━━━━━ EXERCISE MATERIAL
PR #3648, opened 2023-10-04
add task solution

valost:
https://valost.github.io/layout_stars/
https://valost.github.io/layout_stars/report/html_report/

### DIFF
--- a/src/style.css
+++ b/src/style.css
@@ -1,0 +1,30 @@
+body {
+  margin: 0;
+}
+
+.stars {
+  display: flex;
+  justify-content: center;
+  align-items: center;
+}
+
+.stars__star {
+  width: 16px;
+  height: 16px;
+  background-image: url(images/star.svg);
+  background-repeat: no-repeat;
+  background-position: center;
+}
+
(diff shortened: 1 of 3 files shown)


src/style.css
```diff
@@ -0,0 +1,30 @@
...
+  justify-content: center;
+  align-items: center;
+}
+
+.stars__star {
+  width: 16px;
+  height: 16px;
+  background-image: url(images/star.svg);
+  background-repeat: no-repeat;
+  background-position: center;
```
sTorba24, line 16: background shorthand property can be used

sTorba24 (changes requested):
Well done! Fix tests please

src/style.css
valost: @sTorba24 I'm not sure I understand how to fix the tests? Is there a problem in my code or sth else?

valost:
Hi! I tried to fix the tests with the mentor's help but nothing worked. The mentor told me just to re-request review and notify you that the tests don't work.

Viktor-Kost (approved):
━━━━━━━━━━
▶ _PROBLEM TO WORK ON_: All of the entries need to be given again, word for word.

▶ _ANSWER TO THIS PROBLEM_:
PR #3648, opened 2023-10-04
add task solution

valost:
https://valost.github.io/layout_stars/
https://valost.github.io/layout_stars/report/html_report/

### DIFF
--- a/src/style.css
+++ b/src/style.css
@@ -1,0 +1,30 @@
+body {
+  margin: 0;
+}
+
+.stars {
+  display: flex;
+  justify-content: center;
+  align-items: center;
+}
+
+.stars__star {
+  width: 16px;
+  height: 16px;
+  background-image: url(images/star.svg);
+  background-repeat: no-repeat;
+  background-position: center;
+}
+
(diff shortened: 1 of 3 files shown)


src/style.css
```diff
@@ -0,0 +1,30 @@
...
+  justify-content: center;
+  align-items: center;
+}
+
+.stars__star {
+  width: 16px;
+  height: 16px;
+  background-image: url(images/star.svg);
+  background-repeat: no-repeat;
+  background-position: center;
```
sTorba24, line 16: background shorthand property can be used

sTorba24 (changes requested):
Well done! Fix tests please

src/style.css
valost: @sTorba24 I'm not sure I understand how to fix the tests? Is there a problem in my code or sth else?

valost:
Hi! I tried to fix the tests with the mentor's help but nothing worked. The mentor told me just to re-request review and notify you that the tests don't work.

Viktor-Kost (approved):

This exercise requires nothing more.